Published Date: May 26, 2014

NimbusMeet Nimbus the Pitbull. Nibus’s owner asked me for help with a few bad habits they had been unable to stop; getting over excited, occasional not listening, snatching food from the families toddler and getting over animated when guests arrived for a visit.

Because I knew of the guests arriving issue, I entered the home projecting a confident authority through my body language; keeping him in front of me, standing tall, keeping an eye on him without making eye contact and smaller slower movements.

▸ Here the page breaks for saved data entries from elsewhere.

PR #280, opened 2018-07-03
strategy/graphstrategy: add force kwarg to transition()

BastianStender:
Calling `transition(.., force=True)` forces the Graph Strategy to
execute all states on the path from root node to the designated state.


BastianStender:
As internally discussed this does not fit the Graph Strategy. I will use `invalidate()` instead.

Nimbus was clearly excited to see me, but the energy level wasn’t what I would call out of control. His owners told me that this was a somewhat subdued greeting for him so I suggested they have their guests incorporate some of my tactics. By ignoring the dog in terms of trying to interact with him (no petting, no talking to him, avoiding eye contact or looking at him, etc), keeping their energy level low, and not allowing the dog to circle behind them, they will be able to help condition Nimbus to greet people in a similar way.

While Nimbus’s energy was a little high, it wasn’t out of control, likely due to my body language and positioning. But since that wasn’t the case with all guests, I suggested that his owners move Nimbus down a hallway a bit and asking him to stay there when they answered the door.

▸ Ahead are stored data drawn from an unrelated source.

PR #281, opened 2018-07-03
driver/fastbootdriver: add run argument

strumtrar:
The fastboot protocol defines a "oem" command, that allows vendor specific
subcommands. barebox supports "exec", which executes arbitrary shell commands.

Add support for this to the fastbootdriver.

Signed-off-by: Steffen Trumtrar <s.trumtrar@pengutronix.de>

### DIFF
--- a/labgrid/driver/fastbootdriver.py
+++ b/labgrid/driver/fastbootdriver.py
@@ -60,6 +60,11 @@ class AndroidFastbootDriver(Driver):
         self("flash", partition, filename)
 
     @Driver.check_active
+    @step(args=['cmd'])
+    def run(self, cmd):
+        self("oem", "exec", "--", cmd)
+
+    @Driver.check_active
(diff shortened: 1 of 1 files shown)


labgrid/driver/fastbootdriver.py
```diff
@@ -59,6 +59,11 @@ def flash(self, partition, filename):
         check_file(filename, command_prefix=self.fastboot.command_prefix)
         self("flash", partition, filename)
 
+    @Driver.check_active
+    @step(args=['cmd'])
+    def run(self, cmd):
+        self("oem exec -- ", cmd)
```
jluebbe: The fixed string should be split into individual arguments, otherwise it will likely fail when used locally instead of via ssh.

strumtrar:
@jluebbe Updated according to review feedback

PR #286, opened 2018-07-10
Fix spellcheck and missing timeout in sshdriver

kjeldflarup:
Fix errors introduced with commit https://github.com/labgrid-project/labgrid/commit/1f89ed9f4e10b0773870105ee31df8a208593121

Signed-off-by: Kjeld Flarup <kfa@deif.com>


labgrid/driver/sshdriver.py
```diff
@@ -101,9 +101,9 @@ def _check_master(self):
     @Driver.check_active
     @step(args=['cmd'], result=True)
     def run(self, cmd, codec="utf-8", decodeerrors="strict", timeout=None): # pylint: disable=unused-argument
-        return self._run(cmd, codec=codec, decodererrors=decodeerrors)
+        return self._run(cmd, codec=codec, decodeerrors=decodeerrors)
```
esben: Shouldn't we pass on the timeout value to `_run()` here?

labgrid/driver/sshdriver.py
```diff
@@ -101,9 +101,9 @@ def _check_master(self):
...
 
-    def _run(self, cmd, codec, decodeerrors): # pylint: disable=unused-argument
+    def _run(self, cmd, codec="utf-8", decodeerrors="strict", timeout=None): # pylint: disable=unused-argument
```
esben: If timeout value is passed on from `run()` to `_run()`, I don't see why any default values are needed here.

labgrid/driver/sshdriver.py
kjeldflarup: Timeout is actually ignored. commandmixin just happen to pass it to sshdriver.
The new is that commandmixin now calls _run instead of run, so actually it could be removed here, but that would not be backwards compatible.

labgrid/driver/commandmixin.py
```diff
@@ -34,14 +34,14 @@ def _run_check(self, cmd: str, timeout=30):
         Returns:
             List[str]: stdout of the executed command
         """
-        stdout, stderr, exitcode = self._run(cmd, timeout=timeout)
+        stdout, stderr, exitcode = self._run(cmd, timeout=timeout, codec=codec, decodeerrors=decodeerrors)
```
BastianStender: Where are `codec` and `decodeerrors` supposed to come from? I guess you confused different methods here.

BastianStender: Where are the variables `codec` and `decodeerrors` supposed to come from? I guess you missed updating
`def _run_check(self, cmd: str, timeout=30):` with these arguments, right?

BastianStender: You should either transform the `_run()` method of `BareboxDriver`, `UBootDriver` and `SmallUBootDriver` or go without CommandMixin's convenience function `run_check` on targets with decode errors.

kjeldflarup: You're right. I hope that these run functions will be stable soon and not have more special options.
I will add these but as unused parameters, because I don't see any use for codec's in these drivers. 
Better test functions would help a lot. In my PR for the remote_tmpdir I actually have a test case which covers the SSH driver better.

BastianStender:
I fixed this while already on it:
- driver/commandmixin: fix missing arguments and force kwarg for `timeout`, `codec`, `decodeeror`
- driver/sshdriver: adjust remotepath kwarg in put()
- use same `_run()` signature everywhere

kjeldflarup:
Thanks @BastianStender

BastianStender:
Squashed the fixup. @jluebbe could you review/merge this?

To demonstrate how to practice this exercise, I had one of his owners go outside and wait a moment before knocking on the door and playing the part of a arriving guest. I told him to knock and ring the door bell as many times as possible to create as much energy and excitement as possible.

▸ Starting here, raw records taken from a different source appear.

PR #299, opened 2018-08-27
Feature Flags

### LINKED ISSUE #249: Feature: Selecting test cases based on available hardware/fixtures
To make the test environment really scalable, it would be great, if I could define for each test case, which dependencies it has. For example, when having a complete rack with switchable power supplies, IO boards and externel peripherals, I could run all tests. When running the tests on the desk, without having the full setup, I would define in a config, which HW I have and hereby filter the tests, that are executed (automatically).

Emantor:
- [x] Docs
- [x] Tests

Fixes #249

### DIFF
--- a/doc/usage.rst
+++ b/doc/usage.rst
@@ -301,6 +301,69 @@ For this example, you should get a report similar to this:
 
   ========================== 3 passed in 29.77 seconds ===========================
 
+Feature Flags
+~~~~~~~~~~~~~
+Labgrid includes support for feature flags on a global and target scope.
+They will be concatenated and compared to a pytest mark on the test to decide
+whether the test can run with the available features.::
+
+   import pytest
+
+   @pytest.mark.lg_feature("camera")
+   def test_camera(target):
+      [...]
+
+together with an example environment configuration:
+
+.. code-block:: yaml
+
+  targets:
+    main:
+      features:
+        - camera
+      resources: {}
+      drivers: {}
+
+would run the above test, however the following configuration would skip the
+test because of the missing feature:
+
+.. code-block:: yaml
+
+  targets:
+    main:
+      features:
+        - console
+      resources: {}
+      drivers: {}
+
+This is also reported in the pytest execution as a skipped test with the reason
+being the missing feature.
+
+For tests with multiple required features, pass them as a list to pytest:::
+
+   import pytest
+
+   @pytest.mark.lg_feature(["camera", "console"])
+   def test_camera(target):
+      [...]
+
+Features do not have to be set per target, they can also be set via the global
+features key:
+
+.. code-block:: yaml
+
+  features:
+    - camera
+  targets:
+    main:
+      features:
+        - console
+      resources: {}
+      drivers: {}
+
+This yaml would combine both the global and the target features.
+
+
 Test Reports
 ~~~~~~~~~~~~
 
--- a/labgrid/config.py
+++ b/labgrid/config.py
@@ -196,3 +196,6 @@ class Config:
             images[name] = self.resolve_path(image)
 
         return images
+
+    def get_features(self):
+        return set(self.data.get('features', {}))
--- a/labgrid/environment.py
+++ b/labgrid/environment.py
@@ -43,6 +43,15 @@ class Environment:
 
         return self.targets[role]
 
+    def get_features(self):
+        return self.config.get_features()
+
+    def get_target_features(self):
+        flags = set()
+        for target, value in self.config.get_targets().items():
+            flags = flags | set(value.get('features', {}))
+        return flags
+
     def cleanup(self):
         for target in self.targets:
             self.targets[target].cleanup()
--- a/labgrid/pytestplugin/reporter.py
+++ b/labgrid/pytestplugin/reporter.py
@@ -1,12 +1,10 @@
 import logging
 import sys
 import pytest
-import os
 from _pytest.capture import safe_text_dupfile
 
 from .. import Environment
 from ..step import steps
-from ..consoleloggingreporter import ConsoleLoggingReporter
 
 logging.basicConfig(
     level=logging.INFO,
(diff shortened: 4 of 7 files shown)


labgrid/resource/udev.py
```diff
@@ -292,44 +292,24 @@ class USBSDMuxDevice(USBResource):
     def __attrs_post_init__(self):
         self.match['ID_VENDOR_ID'] = '0424'
         self.match['ID_MODEL_ID'] = '4041'
+        self.control_path = None
```
jluebbe: This commit seems to be in the wrong PR.

labgrid/config.py
```diff
@@ -196,3 +196,6 @@ def get_images(self):
             images[name] = self.resolve_path(image)
 
         return images
+
+    def get_feature_flags(self):
+        return self.data.get('feature flags', [])
```
jluebbe: No spaces here, just use 'features' instead.

labgrid/environment.py
```diff
@@ -43,6 +43,12 @@ def get_target(self, role: str = 'main') -> Target:
 
         return self.targets[role]
 
+    def get_feature_flags(self):
+        return self.config.get_flags()
+
+    def get_target_feature_flags(self, name):
+        return self.config.get_targets().get(name).get('feature flags')
```
jluebbe: No spaces here as well.

labgrid/environment.py
```diff
@@ -43,6 +43,12 @@ def get_target(self, role: str = 'main') -> Target:
 
         return self.targets[role]
 
+    def get_feature_flags(self):
+        return self.config.get_flags()
```
jluebbe: This is broken at this point in the series. Also, 'environment: return flags for all targets' changes this code completely.

tests/test_fixtures.py
```diff
@@ -43,12 +43,14 @@ def test_env_old_fixture(short_env, short_test):
         assert spawn.exitstatus == 0
 
 def test_env_env_fixture(short_env, short_test):
-    env=os.environ.copy()
-    env['LG_ENV'] = short_env
+    env=os.environ
+    env['LG_ENV'] = str(short_env)
+    print(env)
```
jluebbe: Leftover debug print? Please also describe what was broken and how this change fixes the problem.

labgrid/pytestplugin/reporter.py
```diff
@@ -33,6 +35,26 @@ def pytest_configure(config):
         logging.getLogger().setLevel(logging.DEBUG)
     if lg_log:
         ConsoleLoggingReporter(lg_log)
+    env_config = config.option.env_config
```
jluebbe: Please describe why this change is needed.

labgrid/environment.py
```diff
@@ -44,10 +44,15 @@ def get_target(self, role: str = 'main') -> Target:
...
-        return self.config.get_targets().get(name).get('feature flags')
+        return self.config.get_feature_flags()
+
+    def get_target_feature_flags(self):
+        flags = []
+        for target, value in self.config.get_targets().items():
+            flags += value.get('feature flags', [])
+            if flags:
+                flags = list(set(flags))
+        return flags
```
jluebbe: Why not keep the flags as a set from the beginning (and also return a set)?

doc/usage.rst
```diff
@@ -296,6 +296,52 @@ For this example, you should get a report similar to this:
...
+Feature Flags
+~~~~~~~~~~~~~
+Labgrid includes support for feature flags on a global and target scope.
+They will be concatenated and compared to a pytest mark on the test to decide
+whether this combination does support the flags.::
+
+   import pytest
+
+   @pytest.mark.lg_feature("camera")
+   def test camera(target):
```
jluebbe: Replace ' ' in the function name with '_'.

doc/usage.rst
```diff
@@ -296,6 +296,52 @@ For this example, you should get a report similar to this:
 
   ========================== 3 passed in 29.77 seconds ===========================
 
+Feature Flags
+~~~~~~~~~~~~~
+Labgrid includes support for feature flags on a global and target scope.
+They will be concatenated and compared to a pytest mark on the test to decide
+whether this combination does support the flags.::
```
jluebbe: "whether the test can run with the available features"?

Emantor:
I pushed a new version which should address your review comments.

I merged several environments commits and dropped the fix for the environment fixture test.

labgrid/environment.py
jluebbe: This is not yet addressed. Also, the commit message no longer matches the method names.

labgrid/config.py
```diff
@@ -196,3 +196,6 @@ def get_images(self):
             images[name] = self.resolve_path(image)
 
         return images
+
+    def get_features(self):
```
jluebbe: The commit message doesn't match the method name.

labgrid/pytestplugin/reporter.py
```diff
@@ -21,6 +21,40 @@ def bold(text):
...
+
+    have_feature = set(env.get_features() + env.get_target_features())
+
+    for item in items:
+        want_feature = []
+        marker = item.get_marker("lg_feature")
+        if marker:
+            arg = marker.args[0]
+            if isinstance(arg, str):
+                want_feature.append(arg)
```
jluebbe: As you're not looping here, you can just assign want_feature directly. No need to create it as a empty list first.

labgrid/pytestplugin/reporter.py
```diff
@@ -21,6 +21,40 @@ def bold(text):
...
+            elif isinstance(arg, list):
+                want_feature += arg
+            else:
+                raise Exception("Unsupported feature argument type")
+        missing_feature = []
+        for feature in want_feature:
+            if feature not in have_feature:
+                missing_feature.append(feature)
```
jluebbe: You can simplify this to set operations.
```
>>> {1,2,3} - {1,2}
{3}
```

labgrid/pytestplugin/reporter.py
```diff
@@ -21,6 +21,40 @@ def bold(text):
...
+        if len(missing_feature) > 0:
```
jluebbe: Drop the len().

labgrid/pytestplugin/reporter.py
```diff
@@ -21,6 +21,40 @@ def bold(text):
 def under(text):
     return "\033[4m{}\033[0m".format(text)
 
+@pytest.hookimpl()
+def pytest_collection_modifyitems(config, items):
```
jluebbe: As this has nothing to do with the reporter, this should go into a separate file. Maybe `collection.py`?

Emantor: Maybe its a good idea to move the `pytest_configure` function as well into the __init__.py?

labgrid/pytestplugin/reporter.py
Emantor: I need to initialize the variable, otherwise I'll get an error while calculating the missing features.

labgrid/pytestplugin/reporter.py
Emantor: Done.

labgrid/config.py
Emantor: Fixed.

labgrid/pytestplugin/reporter.py
Emantor: Fixed.

Emantor:
Another update:
- [x] fix usage rst examples
- [x] move to set operations for the feature calculation
- [x] operate on sets in the environment
Please review again.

We returned to the living room and sat down to facilitate as normal a setting as possible before the door bell started to ring. Once it did, Nimbus barked excitedly and started bounding around the room and looping closer to the door.

I stood up, walked slowly over to the door and inserted myself between the dog and the door. While facing Nimbus I walked towards him, reverse herding him away from the door. Each time he tried to go around me, I stepped to the side to cut him off while still moving forward which increased the distance between the dog and the door.

Once we got to the hallway, I reverse herded him halfway down it then told him to sit. While I was doing this his owner was banging on the door and ringing the bell which made it very difficult for Nimbus. That is the purpose of practicing the exercises this way. I want to make it as difficult as possible when practicing this to help condition the dog to stop reacting to and running towards the door.

By the time I got Nimbus to sit down int he hallway, the barking had almost completely stopped and his energy level was much calmer. I suggested that they practice this exercise a few times a day through the holiday weekend to help Nimbus change his door greeting behavior.

Because he responded so well and so quickly, I surmise that Nimbus’s days of charging and getting excited when the door bell rings will quickly become a thing of the past.

Because the family has a toddler and Nimbus was prone to food-snatching, I offered some advise on how to establish boundaries and rules. Each time that Nimbus got too close to the toddler, I made a sound to disagree with his proximity. Nimbus responded extremely well to the sound, even when he was walking over to investigate some food the child threw on the floor.

By consistently making this sound whenever Nimbus gets within 5 feet of anyone with food, we can communicate that we expect him to keep a respectable distance from anyone who is eating This distance will help Nimbus resist the urge to react to the movement of dropped food.

By the end of the session, Nimbus was pooped. The family’s cats (who normally avoid coming into any room Nimbus was in) even joined us. When one of his owners said he had never seen the cat so close to the dog without Nimbus reacting, I knew it was a result of engaging new communication methods along with establishing the new rules and boundaries. After a few weeks of practicing these things, Nimbus will leaner to relax and behave better all the time.